# An FPGA-Based Implementation of Factorization Machine for FMQA Black-Box Optimization

Junjie Xie, Hasitha Muthumala Waidyasooriya and Masanori Hariyama, Tohoku University, Japan  
 Tadashi Kadowaki, National Institute of Advanced Industrial Science and Technology, Ibaraki, Japan  
 DENSO CORPORATION, Tokyo, Japan

## Background and Objectives

Many real-world optimization problems involve objective functions that are unknown or too complex to model analytically. Black-box optimization addresses such cases by iteratively evaluating input–output relationships without requiring explicit knowledge of the objective function. Factorization-Machine-based Quantum Annealing (FMQA) combines a Factorization Machine (FM) model with an annealing solver to optimize black-box functions. The FM approximates the objective as a quadratic function of binary variables and is iteratively trained with new samples, while quantum or simulated quantum annealing (SQA) searches for optimal configurations based on the trained model.

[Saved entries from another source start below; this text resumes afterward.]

PR #3297, opened 2024-03-01
4844 Browser Readiness Releases

holgerd77:
Follow-up on #3261 

This is a (relatively big) release round following relatively shortly after the main Dencun hardfork releases.

Biggest addition is the integration of the [kzg-wasm](https://github.com/ethereumjs/kzg-wasm) library (together with an also browser-compatibility-affecting trie bug) which now makes all 4844 functionality fully browser compatible! 🎉

PR #3321, opened 2024-03-14
Integrate Simplified kzg-wasm Version / Deprecate Util.initKZG()

holgerd77:
This PR integrates a new `kzg-wasm` version from https://github.com/ethereumjs/kzg-wasm/pull/6 providing a simplified interface with a direct setup loading and additionally removes the usage of `Util.loadKZG()` on the monorepo side and deprecates the respective method.

Currently `kzg-wasm` is referenced by Git commit, so this still needs a release before merging here.

### DIFF
--- a/packages/util/src/kzg.ts
+++ b/packages/util/src/kzg.ts
@@ -23,19 +23,6 @@ export interface Kzg {
   ): boolean
 }
 
-function kzgNotLoaded(): never {
-  throw Error('kzg library not loaded')
-}
-
-// eslint-disable-next-line import/no-mutable-exports
-export let kzg: Kzg = {
-  loadTrustedSetup: kzgNotLoaded,
-  blobToKzgCommitment: kzgNotLoaded,
-  computeBlobKzgProof: kzgNotLoaded,
-  verifyKzgProof: kzgNotLoaded,
-  verifyBlobKzgProofBatch: kzgNotLoaded,
-}
-
 /**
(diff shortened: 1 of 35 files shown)


holgerd77:
Additional note: this PR *does not* update the docs. I would do this along #3297 after this has been merged.

g11tech (commented):
looks way cleaner :zap:

holgerd77:
Ok, ready for re-review respectively a final review! 🙂

packages/util/src/kzg.ts
```diff
@@ -32,10 +37,13 @@ export let kzg: Kzg = {
...
+ * @deprecated This initialization method is deprecated since trusted setup loading is done directly in the reference KZG library
+ * initialization or should othewise be assured independently before KZG libary usage.
+ *
  * @param kzgLib a KZG implementation (defaults to c-kzg)
- * @param trustedSetupPath the full path (e.g. "/home/linux/devnet4.txt") to a kzg trusted setup text file
+ * @param a dictionary of trusted setup options
  */
-export function initKZG(kzgLib: Kzg, trustedSetupPath?: string) {
+export function loadKZG(kzgLib: Kzg, _trustedSetupPath?: string) {
   kzg = kzgLib
```
g11tech, line 47:
```suggestion
```
i don't think we need this, as well as the exported kzg object because it was earlier only used in helpers which you have updated

g11tech (approved):
lgtm

PR #3323, opened 2024-03-16
Fix RPCStateManager Inconsistincy

scorbajio:
This change fixes a bug in the `RPCStateManager` that results in an empty account being returned when provider is responding that account does not exist.


jochem-brouwer (commented):
What about the case if the account is in the state, but it is empty? If you would request the account on the DefaultStateManager it will return the empty account, but the RPC will now return `undefined`. 

We can also decide not to fix this, since these accounts got wiped years back with EIP-158 (I guess I am fine with not fixing this)?

holgerd77 (approved):
Ok, since @jochem-brouwer already expressed being ok with not fully fixing towards the old „empty account“ blocks, I will take this in so it can still make it into todays releases! 🤩

PR #3325, opened 2024-03-17
chore(common): Update Optimism hardfork

roninjin10:
Optimism is now on the latest hardfork


acolytec3 (dismissed):

holgerd77 (changes requested):
While this is technically correct, it introduces an inconsistency in behavior towards the other custom (and official) chains.

So, the thing is: we do have a default HF, which is at the moment on `Shanghai` for all forks. If we move *this* single one over to `Cancun`, we basically make an Optimism-only exception.

So the correct thing to do here, would be to just simply remove this hardfork adjustment to berlin, since it's just not necessary anymore. This would the move Optimism (default) to the general (Shanghai) default.

(I know this might be partly unsatisfactory, but consistency should go over one-case-convenience for these kind of cases)

roninjin10:
Interesting can you tell me more about these inconsistent behaviors?  Tevm atm defaults to setting Cancun on all chains would you recommend I revert that back to Shanghai?

holgerd77:
> Interesting can you tell me more about these inconsistent behaviors? Tevm atm defaults to setting Cancun on all chains would you recommend I revert that back to Shanghai?

Ah no, definitely no need to set Tevm to Shanghai.

We just need to set our libraries (respectively mainly the Common library) to *some* default hardfork (respectively the alternative would be to completely skip and always request from the user to provide one. This is not so convenient though).

Unfortunately we cannot update this default HF during normal releases, since this is a breaking change and would break peoples code in various places. So we cannot do these HF updates very often (we roughly do one breaking release round per year to not overload people).

And atm the default HF is just set to Shanghai. The deviation for the Optimism setting to Berlin was just because we could not go as high as Shanghai because Shanghai was just not available during the time of implementation. If we would now go up to Cancun we would introduce an inconsistency regarding the other chains, which would still be on Shanghai (which in my opinion is never a good thing, to make these kind of singular exceptions, even if for this one case things might then be better).

So: that's the story. 🙂

roninjin10:
Ah makes sense thanks for sharing

> This is not so convenient though

Believe it or not I have a rule/convention in tevm that I have to explicitly pass in all params into ethereumjs components even if they are optional.

packages/common/src/common.ts
```diff
@@ -157,8 +157,7 @@ export class Common {
             chainId: 69,
             networkId: 69,
           },
-          // Optimism has not implemented the London hardfork yet (targeting Q1.22)
-          { hardfork: Hardfork.Berlin, ...opts }
+          { hardfork: Hardfork.Cancun, ...opts }
```
roninjin10, line 160:
```suggestion
          { hardfork: Hardfork.Shanghai, ...opts }
```

roninjin10:
```suggestion
          opts
```

acolytec3 (approved):
LGTM

PR #3330, opened 2024-03-19
Replace native `events` with `eventemitter3`

acolytec3:
This PR is an exploration of replacing `eventEmitter` with `eventemitter3` to improve browser compatibility since the native nodejs Event Emitter seems to have some typing issues/interface variance from the browser equivalent.  

- Known impacts - requires removing get/`setMaxListeners` and `prependListener/Once`

- There is some type difference in the generics where our current use of `<E extends keyod T>` in `asyncEventEmitter` that causes Typescript to complain

- The `once` function on the async event emitter does not appear to work properly now.  It appears that the step in the process where it removes the listener after executiong the calback never occurs.


holgerd77:
Starting to think that we might want to move this `eventemitter` thing to the next breaking release round. This is absolutely not urgent and we would cause less hazzle here.

I am loosely targeting a breaking release round in autumn, September or so, then we can collect some more stuff and start a condensed update period after the Summer holidays.

acolytec3:
That would be fine. I'm still not 100% convinced this is the right approach anyway. There are some odd typing issues I'm trying to sort out at the moment to at if I can make it all fit together.

acolytec3:
After merging the vitest 1.0 PR, doesnt't seem like it makes sense to pursue this further since `eventemitter3`'s API isn't a dropin replacement for native events as claimed (see the changes I had to make to `asyncEventEmitter`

Although efficient FPGA-based SQA accelerators already exist, FM model training remains the bottleneck. In this work, we propose an FPGA-based FM training accelerator that achieves 3.7–7 times speedup over CPU implementation. This work also establishes the foundation for a complete FPGA-based black-box optimization accelerator by integrating the FM training and SQA components within a unified system.

### Process flow of FMQA



## Methods

### Process flow of FM model training



$$\hat{y} = \omega_0 + \sum_{i=1}^d \omega_i x_i + \frac{1}{2} \sum_{f=1}^k \left( \left( \sum_{i=1}^d v_{if} x_i \right)^2 - \sum_{i=1}^d v_{if}^2 x_i^2 \right)$$

Loss function (MSE):  $\frac{1}{2} (\hat{y} - y)^2$

$$\begin{aligned} \text{Gradient} &\leftarrow \frac{\partial L}{\partial \theta} = \frac{\partial L}{\partial \hat{y}} \cdot \frac{\partial \hat{y}}{\partial \theta} = (\hat{y} - y) \cdot \frac{\partial \hat{y}}{\partial \theta} \\ \text{grad}_{\omega_0} &\leftarrow \frac{\partial L}{\partial \omega_0} = (\hat{y} - y) \cdot \frac{\partial \hat{y}}{\partial \omega_0} = (\hat{y} - y) \\ \text{grad}_{\omega_i} &\leftarrow \frac{\partial L}{\partial \omega_i} = (\hat{y} - y) \cdot \frac{\partial \hat{y}}{\partial \omega_i} = (\hat{y} - y) \cdot x_i \\ \text{grad}_{v_{if}} &\leftarrow \frac{\partial L}{\partial v_{if}} = (\hat{y} - y) \cdot \left( x_i \cdot \sum_{j=1}^d v_{jf} x_j - v_{if} x_i^2 \right) \end{aligned}$$

$$\begin{aligned} \mathbf{m}_t &\leftarrow \beta_1 \cdot \mathbf{m}_{t-1} + (1 - \beta_1) \cdot \mathbf{g}_t \\ \mathbf{v}_t &\leftarrow \beta_2 \cdot \mathbf{v}_{t-1} + (1 - \beta_2) \cdot \mathbf{g}_t^2 \\ \hat{\mathbf{m}}_t &\leftarrow \frac{\mathbf{m}_t}{1 - \beta_1} \\ \hat{\mathbf{v}}_t &\leftarrow \frac{\mathbf{v}_t}{1 - \beta_2} \\ \theta_t &\leftarrow \theta_{t-1} - \alpha \cdot \frac{\hat{\mathbf{m}}_t}{\sqrt{\hat{\mathbf{v}}_t} + \epsilon} \end{aligned}$$

Adam

### FPGA architecture of the FM model training



## Result

### CPU vs. FPGA training time

| (learning rate, feature size) | CPU training time (ms) | FPGA               |                 | Speedup |
|-------------------------------|------------------------|--------------------|-----------------|---------|
|                               |                        | Training time (ms) | Frequency (MHz) |         |
| (0.001, 8)                    | 21346                  | 4335               | 332             | 5       |
| (0.001, 16)                   | 55447                  | 7675               | 318             | 7       |
| (0.1, 32)                     | 106319                 | 28561              | 317             | 3.7     |
| (0.1, 64)                     | 210856                 | 48819              | 314             | 4.3     |

The experimental results demonstrate that implementing the FM training on an FPGA significantly enhances performance compared to a software-only implementation.

CPU: Intel Xeon 4316  
 FPGA: Intel Agilex 1A-840F

## Future works

- Further optimizations, such as performance can be further enhanced by increasing parallelism.
- Integrating FM training with SQA accelerators, fully FPGA-based optimizer that delivers both high performance and low power.